When I get back to my personal computer, I’m going to finally move to Linux. I’m a developer primarily on Microsoft technologies, but I’m willing to see if there is a way for me to work on Linux and branch out to other tech.
Vscode and dotnet core (5+) work well on linux
You can also run SQL Server via docker
Do you even need docker for MS-SQL?
I run Arch, so docker was the easiest method of installation.
Rather than try and figure out how to install a .deb manually (and lose package manager perks)
No, it’s not. And I say that as an almost-exclusively Linux users since at least 20 years.

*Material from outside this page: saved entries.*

PR #2282, opened 2023-04-20
app icons: handle ALSA playback cases

akay:
When ALSA is used (e.g. no PulseAudio or pipewire-pulse installed, or `media.cubeb.backend` in Firefox is set to `alsa`), the string `alsa_playback` is prepended to the node name, which prevents us from displaying the correct icon for the app:

2023-04-20_17h-29m-23s

This fixes it without changing the displayed node name:

image

...unless that's what we want, since it's redundant?


wwmm:
Thanks!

What do you mean? My computer has never had Windows installed on it, so the end of Windows 10 support doesn’t affect me at all. I’m not sure what could be more simple than that.
Linux and Windows are different beasts entirely. Linux is perfect for some but needlessly complex and hard to support for others.
Most people normal people now days need a web browser and LibreOffice (or google docs variant). Pair that with Bazzite or other “ready to go” OS that comes pre installed with multimedia codecs, navidia drivers, a mobile like app store, a mobile like DE and it can be that simple.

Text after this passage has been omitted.